The new parcel, about half a mile west of the main campus, near West Hausman Road, would add about 20 percent more space to the university's 600-acre campus.
This fall, the university enrolled 28,000 students, an increase of more than 50 percent since 1999.
"This is a once-in-a-lifetime kind of deal," Romo said Thursday. "If we don't make this happen, we don't know if there will be any more opportunities for large tracts of land here."
Though the deal is yet to be negotiated, UTSA plans to contribute $5.5 million, and $14.5 million will come from the Permanent University Fund, which supports schools in the UT and Texas A&M systems through oil and gas royalties.
Regent Cyndi Taylor Krier of San Antonio said regents typically guard PUF money carefully, but UTSA presented a compelling need.
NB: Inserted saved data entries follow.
PR #2628, opened 2024-07-07
Change max length of names to 64 graphemes

haileyok:
## Why

Something that got surfaced by starter packs is that lists currently allow only 64 _utf-8 bytes_, not 64 graphemes. This is extremely restrictive, especially for foreign languages which use non-roman alphabets. For example, just adding the world `hello` to a list name (i.e. `こんにちは`) takes up 15 bytes.

I think bumping this to what I suspect is the intended max limit should be okay, since any previously created list should already be compliant with this.

### DIFF
--- a/lexicons/app/bsky/graph/defs.json
+++ b/lexicons/app/bsky/graph/defs.json
@@ -8,7 +8,12 @@
       "properties": {
         "uri": { "type": "string", "format": "at-uri" },
         "cid": { "type": "string", "format": "cid" },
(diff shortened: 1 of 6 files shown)


bnewbold (approved):
Feels good and comfy to me. I would guess these values were mostly copypasta between Lexicons and should have been 64 graphemes from the start.

In terms of roll-out, I think doing everything but PDS for a week, then rolling out to PDS, is what would go easiest. Not sure how hard that would be to coordinate.

Vincentroland (approved):

PR #2629, opened 2024-07-08
Filter out reference lists from `getLists`

haileyok:
These lists are not used for anything other than little tools for starter packs. They shouldn't show up in responses for `getLists`. Our client is already filtering them out, but this will ensure other clients don't need to implement that logic themselves.


devinivy (approved):
Just made a small change to use our "rules" step to pull out the reference lists.   Looks great, thanks!

PR #2630, opened 2024-07-08
Update data source for `getSuggestedFollowsByActor`

estrattonbailey:
We've added a new parameter to our otherwise generic `app.bsky.unspecced.getSuggestionsSkeleton` called `relativeToDid`, which requests suggestions relative to that DID instead of that of the `viewer`. The intent here is to unify the algorithm we use to suggest follows to the `viewer` by replacing the algo that powers `getSuggestedFollowsByActor` with the one we use for our other suggestions in the app.

I've integrated this unspecced endpoint and new param into the existing endpoint and put it behind a feature flag so we can selectively turn it on to test.

To do so, this PR also integrates StatSig. I've added a mgmt class `FeatureGates` that lives on `AppContext` and integrates with the `start` and `destroy` lifecycle of the app's context.

It can be used within route handlers like this:
```typescript
const gates = ctx.featureGates

if (gates.check(
  await gates.user({ did: '...' }),
  gates.ids.MyGateId
)) {
  // gate enabled, do something
}
```

In testing, StatSig is put into "local mode", which allows you to override flags for testing. See [here for more info.](https://docs.statsig.com/server/nodejsServerSDK#local-overrides)


packages/bsky/src/api/app/bsky/graph/getSuggestedFollowsByActor.ts
```diff
@@ -27,14 +30,27 @@ export default function (server: Server, ctx: AppContext) {
...
-      const result = await getSuggestedFollowsByActor(
-        { ...params, hydrateCtx: hydrateCtx.copy({ viewer }) },
-        ctx,
-      )
+      const headers = noUndefinedVals({
+        'accept-language': req.headers['accept-language'],
+        'x-bsky-topics': Array.isArray(req.headers['x-bsky-topics'])
+          ? req.headers['x-bsky-topics'].join(',')
+          : req.headers['x-bsky-topics'],
+      })
```
estrattonbailey, line 38: This handling is based on that of `getSuggestions`, now that we're aiming to unify these

packages/bsky/src/api/app/bsky/graph/getSuggestedFollowsByActor.ts
```diff
@@ -27,14 +30,27 @@ export default function (server: Server, ctx: AppContext) {
...
+        'content-language': resultHeaders?.['content-language'],
+      })
       return {
         encoding: 'application/json',
         body: result,
-        headers: resHeaders({ labelers: hydrateCtx.labelers }),
+        headers: {
+          ...responseHeaders,
+          ...resHeaders({ labelers: hydrateCtx.labelers }),
+        },
```
estrattonbailey, line 53: This handling is based on that of `getSuggestions`, now that we're aiming to unify these

packages/bsky/src/index.ts
```diff
@@ -116,6 +117,12 @@ export class BskyAppView {
       adminPasses: config.adminPasswords,
     })
 
+    if (config.statsigKey) {
+      Statsig.initialize(config.statsigKey, {
+        environment: { tier: config.statsigEnv },
+      })
```
estrattonbailey, line 123: [This is async](https://docs.statsig.com/server/nodejsServerSDK#initialize-the-sdk), but this happens on server start and then periodically in the background to get updated gates, so I'm thinking that we probably don't need to await here.

estrattonbailey: Confirmed with StatSig team: calls to `checkGateSync` (checking a feature flag) that happen synchronously after this call will be fine and return `false` by default. However, gate check calls should NOT happen before `initialize()` is called, since they will throw.

Since this is called on server startup, any gate check calls should happen after `initialize()`, so I think we don't need to worry about this. Could use a second opinion though.

lexicons/app/bsky/unspecced/getSuggestionsSkeleton.json
```diff
@@ -19,7 +19,12 @@
             "maximum": 100,
             "default": 50
           },
-          "cursor": { "type": "string" }
+          "cursor": { "type": "string" },
+          "relative_to_did": {
```
devinivy, line 23: I think this is the only place `snake_case` is used as a lexicon field—could we bring this in line with the `camelCase` convention?

packages/bsky/src/api/app/bsky/graph/getSuggestedFollowsByActor.ts
```diff
@@ -46,13 +62,32 @@ const skeleton = async (input: SkeletonFnInput<Context, Params>) => {
...
-    relativeToDid,
-  })
-  return {
-    suggestedDids: dids,
-    cursor: cursor || undefined,
+
+  const statsigUser = await didToStatsigUser(params.hydrateCtx.viewer)
+  if (
+    ctx.suggestionsAgent &&
+    Statsig.checkGateSync(statsigUser, gates.newSuggestedFollowsByActor)
```
devinivy, line 69: My understanding is that this would throw if statsig isn't configured, which is allowed by the appview configuration.  In prod, for example, there's currently a `suggestionsAgent` but no statsig config, so I believe this endpoint would be throwing 500s.  If we can fail open here instead that would be awesome.

packages/bsky/src/index.ts
```diff
@@ -116,6 +117,12 @@ export class BskyAppView {
       adminPasses: config.adminPasswords,
     })
 
+    if (config.statsigKey) {
+      Statsig.initialize(config.statsigKey, {
+        environment: { tier: config.statsigEnv },
+      }).catch((_) => {})
```
devinivy, line 123: My understanding of the statsig sdk is that it needs to make it into a "ready" state before you can start checking gates, and awaiting `initialize()` is how you ensure you're in that state.  By silently ignoring the error here, we could end-up not in a ready state and then I'm pretty sure checking gates would always fail.

We should be able to move the await into the context's lifecycle `start()`.  By a similar token we also want to shut statsig down cleanly so that the process doesn't hang on shutdown due to open handles.  And we can perform that in the context's lifecycle `destroy()`.

packages/crypto/src/sha.ts
```diff
@@ -2,6 +2,7 @@ import * as noble from '@noble/hashes/sha256'
 import * as uint8arrays from 'uint8arrays'
 
 // takes either bytes of utf8 input
+// TODO this can be sync
```
devinivy, line 5:
```suggestion
// @TODO this can be sync
```

packages/crypto/src/sha.ts
```diff
@@ -10,6 +11,7 @@ export const sha256 = async (
   return noble.sha256(bytes)
 }
 
+// TODO this can be sync
```
devinivy, line 14:
```suggestion
// @TODO this can be sync
```

devinivy (commented):
Lookin good, just left a few notes!  The main ones are a. lifecycle of statsig, b. failing open when statsig is failing or not configured at all.  I think they both could be addressed and brought into a common pattern used in the node services by making a new class for managing feature gates, which will live on the `AppContext` and used as part of the `AppContext`'s lifecycle.  Maybe could look roughly like this:
```ts
interface FeatureGates {
  private statsig: StatsigInstance | undefined
  constructor(config: StatsigConfig | undefined)
  // when statsig is being used, initializes statsig. called in AppContext's start().
  start(): Promise<void>
  // when statsig is being used, shuts-down statsig. called in AppContext's destroy().
  destroy(): Promise<void>
  // when statsig is being used returns statsig's gate, otherwise fails open with a log and returning the default.
  // when statsig is not being used returns a default for the gate (probably false).
  check(gate: Gate, userId: string): boolean
  getUserId(did: string): Promise<string>
}
```

packages/bsky/src/util/statsig.ts
```diff
@@ -0,0 +1,12 @@
...
+export async function didToStatsigUser(did: string) {
+  const userID = await sha256Hex(did)
+  return {
+    userID,
+  }
+}
+
+export const gates = {
+  newSuggestedFollowsByActor: 'new_sugg_foll_by_actor',
+}
```
devinivy, line 12: No biggie either way, but TS enums do kinda rule for this:
```ts
export enum Gate {
  NewSuggestedFollowsByActor = 'new_sugg_foll_by_actor',
}
```

lexicons/app/bsky/unspecced/getSuggestionsSkeleton.json
estrattonbailey: Oh sure

packages/bsky/src/api/app/bsky/graph/getSuggestedFollowsByActor.ts
estrattonbailey: Ah true, should have a fallback 👍

packages/bsky/src/index.ts
estrattonbailey: My understanding based on the docs is that even if this fails to load the fresh gates, setup has already occurred and gate checks will return `false` by default, not throw.

But ah yes, good call, I didn't realize how the lifecycle worked here! I'll move that in. Actually started this branch by adding to app context but reverted for the simpler option 🙃

packages/bsky/src/index.ts
```diff
@@ -161,10 +168,12 @@ export class BskyAppView {
     await events.once(server, 'listening')
     const { port } = server.address() as AddressInfo
     this.ctx.cfg.assignPort(port)
+    await this.ctx.featureGates.start()
     return server
   }
 
   async destroy(): Promise<void> {
+    this.ctx.featureGates.destroy()
     await this.terminator?.terminate()
```
devinivy, line 177: Swapping these allows features gates to continue to be applied while requests drain from the server.
```suggestion
    await this.terminator?.terminate()
    this.ctx.featureGates.destroy()
```

packages/bsky/src/index.ts
```diff
@@ -161,10 +168,12 @@ export class BskyAppView {
     await events.once(server, 'listening')
     const { port } = server.address() as AddressInfo
     this.ctx.cfg.assignPort(port)
+    await this.ctx.featureGates.start()
```
devinivy, line 171: I think we'll want to move this up to before the server is listening / fielding requests.

packages/bsky/src/feature-gates.ts
```diff
@@ -0,0 +1,67 @@
...
+        await this.statsig.initialize('secret-key', {
+          localMode: true,
+          environment: {
+            tier: 'test',
+          },
+        })
+        this.ready = true
+      }
+    } catch (_) {
+      this.ready = false
```
devinivy, line 45: We should at minimum log the error so we can see there's an issue—you'll find some loggers in `./logger` and we can add a new one if we want!

packages/bsky/src/feature-gates.ts
```diff
@@ -0,0 +1,67 @@
...
+  async start() {
+    try {
+      if (this.config.apiKey) {
+        await this.statsig.initialize(this.config.apiKey, {
+          environment: {
+            tier: this.config.env || 'development',
+          },
+        })
+        this.ready = true
+      } else if (process.env.NODE_ENV === 'test') {
```
devinivy, line 32: Would it be possible to hoist this behavior up either to `config.ts` or even the appview's statsig config in the tests?  This isn't a major deal / can totally punt for now and just leave a note if it's a pain!  The reason we've been trying to do things that way is just to avoid behaviors that don't flow from the app entrypoint/config, and perhaps a sprinkle of brain being a little wired to certain [12 factor](https://arc.net/l/quote/yrqrzool) thinking 🤣 .

devinivy (commented):
Clean!!  Just a few tiiiny tweaks and I think we'll be rockin.

packages/bsky/src/index.ts
estrattonbailey: Oh awesome, makes sense

devinivy (approved):

devinivy (approved):
Ace!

"Because UTSA has been growing so rapidly, it has been paying its local funds just to keep up," Krier said. "The opportunity to buy this came up so quickly and would have passed so quickly that (regents) went forward and supported it."
In the past year, regents have allocated at least $39 million to UTSA to help build a new engineering building, renovate existing science buildings and expand its university center.
Romo said the deal popped up three months ago, when the landowner, Patricia Shield Ayres, offered UTSA the opportunity to buy the land at its appraised value. Ayres' husband, Robert Ayres, is the former vice chancellor of Sewanee: The University of the South in Tennessee.
Robert Ayres "said, 'I could sell this property to developers, but I would much rather you guys look at it,'" Romo said.
Before that, Romo had been searching for more land for about two years, after master plans revealed the university eventually would come up 60 or 70 acres short of what it needed to expand.
Romo also said he's still wooing city and county officials to help fund a $55 million, joint-use athletics complex that ideally would be located on the new land.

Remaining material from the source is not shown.